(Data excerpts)
::::

PR #2033, opened 2021-07-27
Aleph: support for administration identifier (adm_id) in getMyHolds

xmorave2:
Similar to the same change in getMyTransactions. See #1879


demiankatz:
Thanks! Makes sense to me to be consistent with the other PR.

PR #2034, opened 2021-07-28
[VUFIND-1458] Improve XML batch-loading support

demiankatz:
This pull request makes VuFind's XSLT more consistent and adds better support for batch-loading records.

TODO:
- [x] Replace ojs.xsl with ojs-multirecord.xsl (we don't need both, because the multirecord version handles both single and multi-record cases)
- [x] Add multi-record support to other existing examples
- [x] Test everything
- [x] Update changelog to note removal of ojs-multirecord.xsl
- [x] Re-record or annotate [XML Indexing video](https://vufind.org/wiki/videos:indexing_xml_records) to reflect improved multi-record handling
- [x] Close [VUFIND-1458](https://vufind.org/jira/browse/VUFIND-1458) when merging


demiankatz:
I have now updated all of the XSLT examples to support `<collection>` tags, with two exceptions: nlm_ojs.xsl, because this data format no longer appears to be used "in the wild," and so I couldn't find any examples to test with (I added a note about this fact to the .properties file, since this likely requires future work if anyone still has a related need); and vudl_FOXML.xsl, since that is long obsolete and should probably be removed (though for now I will leave it, since it may still be a useful example of a complex XSLT, even though it's no longer actively used by anyone).

demiankatz:
@xmorave2, I'm hoping somebody can give this a quick review before I merge it, and since you made an XSLT correction not too long ago, I thought you might be a good candidate. If you don't feel comfortable, though, let me know and I'll see if I can find another volunteer.

I would also be interested in feedback from @sbujam if he has any time to take a look, since he originated the ojs-multirecord.xsl that inspired all the rest of this work. (Also of note: I found a bug in the previous ojs-multirecord.xsl which was breaking the allfields indexing, and that has been corrected here).

import/xsl/dspace.xsl
```diff
@@ -19,7 +19,7 @@
                 <!-- ID -->
```
EreMaijala, line 33: Is there a reason for not including the collection handling here as is done in other files?

demiankatz: Good catch! An oversight on my part. Without the collection handling, this XSLT created a separate <add> element for each record, so I think it looked correct to me when I tested (some of the other XSLTs would mash everything together into a single record). However, it was missing the top-level collection tag, so it was definitely not right without this logic.

EreMaijala (approved):

import/xsl/dspace.xsl
EreMaijala: Ok, now it looks good to me!

demiankatz:
Thanks again, @EreMaijala!

PR #2036, opened 2021-07-28
[VUFIND-1483] Do not circumvent search service

demiankatz:
This PR is intended to make better use of the new command pattern behavior of the search service.

TODO
- [x] Update VuFind\Solr\Writer to use search service
- [x] Identify and fix other direct accesses to BackendManager
- [x] Finish subsidiary pull request (#2037)
- [x] Test everything (and fix broken tests)
- [x] Resolve [VUFIND-1483](https://vufind.org/jira/browse/VUFIND-1483) when merging

### DIFF
--- a/module/VuFind/src/VuFind/Record/FallbackLoader/Summon.php
+++ b/module/VuFind/src/VuFind/Record/FallbackLoader/Summon.php
@@ -29,8 +29,8 @@ namespace VuFind\Record\FallbackLoader;
 
 use SerialsSolutions\Summon\Laminas as Connector;
 use VuFind\Db\Table\Resource;
-use VuFindSearch\Backend\Summon\Backend;
 use VuFindSearch\ParamBag;
+use VuFindSearch\Service;
 
 /**
  * Summon record fallback loader
@@ -51,22 +51,22 @@ class Summon implements FallbackLoaderInterface
     protected $table;
 
     /**
-     * Summon backend
+     * Search service
      *
-     * @var Backend
+     * @var Service
      */
-    protected $backend;
+    protected $searchService;
 
     /**
      * Constructor
      *
-     * @param Resource $table   Resource database table object
-     * @param Backend  $backend Summon search backend
+     * @param Resource $table         Resource database table object
+     * @param Service  $searchService Search service
      */
-    public function __construct(Resource $table, Backend $backend)
+    public function __construct(Resource $table, Service $searchService)
     {
         $this->table = $table;
-        $this->backend = $backend;
+        $this->searchService = $searchService;
     }
 
     /**
@@ -105,7 +105,7 @@ class Summon implements FallbackLoaderInterface
                 $params = new ParamBag(
                     ['summonIdType' => Connector::IDENTIFIER_BOOKMARK]
                 );
-                return $this->backend->retrieve($bookmark, $params);
+                return $this->searchService->retrieve('Summon', $bookmark, $params);
             }
         }
         return new \VuFindSearch\Backend\Summon\Response\RecordCollection([]);
--- a/module/VuFindSearch/src/VuFindSearch/Backend/Solr/Command/WriteDocumentCommand.php
+++ b/module/VuFindSearch/src/VuFindSearch/Backend/Solr/Command/WriteDocumentCommand.php
@@ -73,13 +73,15 @@ class WriteDocumentCommand extends \VuFindSearch\Command\AbstractBase
      */
     public function execute(BackendInterface $backend): CommandInterface
     {
+        $this->validateBackend($backend);
         $connector = is_callable([$backend, 'getConnector'])
             ? $backend->getConnector() : null;
         if (!($connector instanceof Connector)) {
-            throw new \Exception('Unexpected connector: ' . get_class($connector));
-        }
-        if (!isset($this->context['doc'])) {
-            throw new \Exception('Missing document');
+            throw new \Exception(
+                $connector === null
+                    ? 'Connector not found'
+                    : 'Unexpected connector: ' . get_class($connector)
+            );
         }
         // If we have a custom timeout, remember the old timeout value and then
         // override it with a different one:
--- a/module/VuFindSearch/src/VuFindSearch/Backend/Solr/Command/WriteDocumentCommand.php
+++ b/module/VuFindSearch/src/VuFindSearch/Backend/Solr/Command/WriteDocumentCommand.php
@@ -28,10 +28,8 @@
  */
 namespace VuFindSearch\Backend\Solr\Command;
 
-use VuFindSearch\Backend\BackendInterface;
-use VuFindSearch\Backend\Solr\Connector;
+use VuFindSearch\Backend\Solr\Backend;
 use VuFindSearch\Backend\Solr\Document\DocumentInterface;
-use VuFindSearch\Command\CommandInterface;
 use VuFindSearch\ParamBag;
 
 /**
@@ -43,7 +41,7 @@ use VuFindSearch\ParamBag;
  * @license  http://opensource.org/licenses/gpl-2.0.php GNU General Public License
  * @link     https://vufind.org
  */
-class WriteDocumentCommand extends \VuFindSearch\Command\AbstractBase
+class WriteDocumentCommand extends \VuFindSearch\Command\CallMethodCommand
 {
     /**
      * Constructor.
@@ -61,63 +59,12 @@ class WriteDocumentCommand extends \VuFindSearch\Command\AbstractBase
         string $handler = 'update',
         ?ParamBag $params = null
     ) {
-        parent::__construct($backend, compact('doc', 'timeout', 'handler'), $params);
-    }
-
-    /**
-     * Execute command on backend.
-     *
-     * @param BackendInterface $backend Backend
-     *
-     * @return CommandInterface Command instance for method chaining
-     */
-    public function execute(BackendInterface $backend): CommandInterface
-    {
-        $this->validateBackend($backend);
-        $connector = is_callable([$backend, 'getConnector'])
-            ? $backend->getConnector() : null;
-        if (!($connector instanceof Connector)) {
-            throw new \Exception(
-                $connector === null
-                    ? 'Connector not found'
-                    : 'Unexpected connector: ' . get_class($connector)
-            );
-        }
-        // If we have a custom timeout, remember the old timeout value and then
-        // override it with a different one:
-        $oldTimeout = null;
-        if (is_int($this->context['timeout'] ?? null)) {
-            $oldTimeout = $connector->getTimeout();
-            $connector->setTimeout($this->context['timeout']);
-        }
-
-        // Write!
-        $connector->write(
-            $this->context['doc'],
-            $this->context['handler'] ?? 'update',
-            $this->params
+        parent::__construct(
+            $backend,
+            Backend::class,
+            'writeDocument',
+            [$doc, $timeout, $handler],
+            $params
         );
-
-        // Restore previous timeout value, if necessary:
-        if (null !== $oldTimeout) {
-            $connector->setTimeout($oldTimeout);
-        }
-
-        // Save the core name in the results in case the caller needs it.
-        return $this->finalizeExecution(['core' => $this->getCore($connector)]);
-    }
-
-    /**
-     * Extract the Solr core from a connector's URL.
-     *
-     * @param Connector $connector Solr connector
-     *
-     * @return string
-     */
-    protected function getCore(Connector $connector)
-    {
-        $url = rtrim($connector->getUrl(), '/');
-        $parts = explode('/', $url);
-        return array_pop($parts);
     }
 }
--- a/module/VuFindSearch/src/VuFindSearch/Backend/Solr/Command/WriteDocumentCommand.php
+++ b/module/VuFindSearch/src/VuFindSearch/Backend/Solr/Command/WriteDocumentCommand.php
@@ -1,0 +1,121 @@
+<?php
+
+/**
+ * Command to write a document object to Solr.
+ *
+ * PHP version 7
+ *
+ * Copyright (C) Villanova University 2021.
+ *
+ * This program is free software; you can redistribute it and/or modify
+ * it under the terms of the GNU General Public License version 2,
+ * as published by the Free Software Foundation.
+ *
+ * This program is distributed in the hope that it will be useful,
+ * but WITHOUT ANY WARRANTY; without even the implied warranty of
+ * MERCHANTABILITY or FITNESS FOR A PARTICULAR PURPOSE.  See the
+ * GNU General Public License for more details.
+ *
+ * You should have received a copy of the GNU General Public License
+ * along with this program; if not, write to the Free Software
+ * Foundation, Inc., 51 Franklin Street, Fifth Floor, Boston, MA  02110-1301  USA
+ *
+ * @category VuFind
+ * @package  Search
+ * @author   Demian Katz <demian.katz@villanova.edu>
+ * @license  http://opensource.org/licenses/gpl-2.0.php GNU General Public License
+ * @link     https://vufind.org
+ */
+namespace VuFindSearch\Backend\Solr\Command;
+
+use VuFindSearch\Backend\BackendInterface;
+use VuFindSearch\Backend\Solr\Connector;
+use VuFindSearch\Backend\Solr\Document\DocumentInterface;
+use VuFindSearch\Command\CommandInterface;
+use VuFindSearch\ParamBag;
+
+/**
+ * Command to write a document object to Solr.
+ *
+ * @category VuFind
+ * @package  Search
+ * @author   Demian Katz <demian.katz@villanova.edu>
+ * @license  http://opensource.org/licenses/gpl-2.0.php GNU General Public License
+ * @link     https://vufind.org
+ */
+class WriteDocumentCommand extends \VuFindSearch\Command\AbstractBase
+{
+    /**
+     * Constructor.
+     *
+     * @param string            $backend Search backend identifier
+     * @param DocumentInterface $doc     Document to write
+     * @param ?int              $timeout Timeout value (null for default)
+     * @param string            $handler Handler to use
+     * @param ?ParamBag         $params  Search backend parameters
+     */
+    public function __construct(
+        string $backend,
+        DocumentInterface $doc,
+        int $timeout = null,
+        string $handler = 'update',
+        ?ParamBag $params = null
+    ) {
+        parent::__construct($backend, compact('doc', 'timeout', 'handler'), $params);
+    }
+
+    /**
+     * Execute command on backend.
+     *
+     * @param BackendInterface $backend Backend
+     *
+     * @return CommandInterface Command instance for method chaining
+     */
+    public function execute(BackendInterface $backend): CommandInterface
+    {
+        $connector = is_callable([$backend, 'getConnector'])
+            ? $backend->getConnector() : null;
+        if (!($connector instanceof Connector)) {
+            throw new \Exception('Unexpected connector: ' . get_class($connector));
+        }
+        if (!isset($this->context['doc'])) {
+            throw new \Exception('Missing document');
+        }
+        // If we have a custom timeout, remember the old timeout value and then
+        // override it with a different one:
+        $oldTimeout = null;
+        if (is_int($this->context['timeout'] ?? null)) {
+            $oldTimeout = $connector->getTimeout();
+            $connector->setTimeout($this->context['timeout']);
+        }
+
+        // Write!
+        $connector->write(
+            $this->context['doc'],
+            $this->context['handler'] ?? 'update',
+            $this->params
+        );
+
+        // Restore previous timeout value, if necessary:
+        if (null !== $oldTimeout) {
+            $connector->setTimeout($oldTimeout);
+        }
+
+        // Save the core name in the results in case the caller needs it.
+        return $this->finalizeExecution(['core' => $this->getCore($connector)]);
+    }
+
+    /**
+     * Extract the Solr core from a connector's URL.
+     *
+     * @param Connector $connector Solr connector
+     *
+     * @return string
+     */
+    protected function getCore(Connector $connector)
+    {
+        $url = rtrim($connector->getUrl(), '/');
+        $parts = explode('/', $url);
+        return array_pop($parts);
+    }
+}
--- a/module/VuFindSearch/src/VuFindSearch/Command/GetQueryBuilderCommand.php
+++ b/module/VuFindSearch/src/VuFindSearch/Command/GetQueryBuilderCommand.php
@@ -1,0 +1,67 @@
+<?php
+
+/**
+ * Command to fetch a query builder object from a backend (if supported).
+ *
+ * PHP version 7
+ *
+ * Copyright (C) Villanova University 2021.
+ *
+ * This program is free software; you can redistribute it and/or modify
+ * it under the terms of the GNU General Public License version 2,
+ * as published by the Free Software Foundation.
+ *
+ * This program is distributed in the hope that it will be useful,
+ * but WITHOUT ANY WARRANTY; without even the implied warranty of
+ * MERCHANTABILITY or FITNESS FOR A PARTICULAR PURPOSE.  See the
+ * GNU General Public License for more details.
+ *
+ * You should have received a copy of the GNU General Public License
+ * along with this program; if not, write to the Free Software
+ * Foundation, Inc., 51 Franklin Street, Fifth Floor, Boston, MA  02110-1301  USA
+ *
+ * @category VuFind
+ * @package  Search
+ * @author   Demian Katz <demian.katz@villanova.edu>
+ * @license  http://opensource.org/licenses/gpl-2.0.php GNU General Public License
+ * @link     https://vufind.org
+ */
+namespace VuFindSearch\Command;
+
+use VuFindSearch\Backend\BackendInterface;
+
+/**
+ * Command to fetch a query builder object from a backend (if supported).
+ *
+ * @category VuFind
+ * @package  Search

::::

§ **What is being asked**
For every line above that holds the string "would", add one to a count; give that count alone.

§ **Finished exercise**
2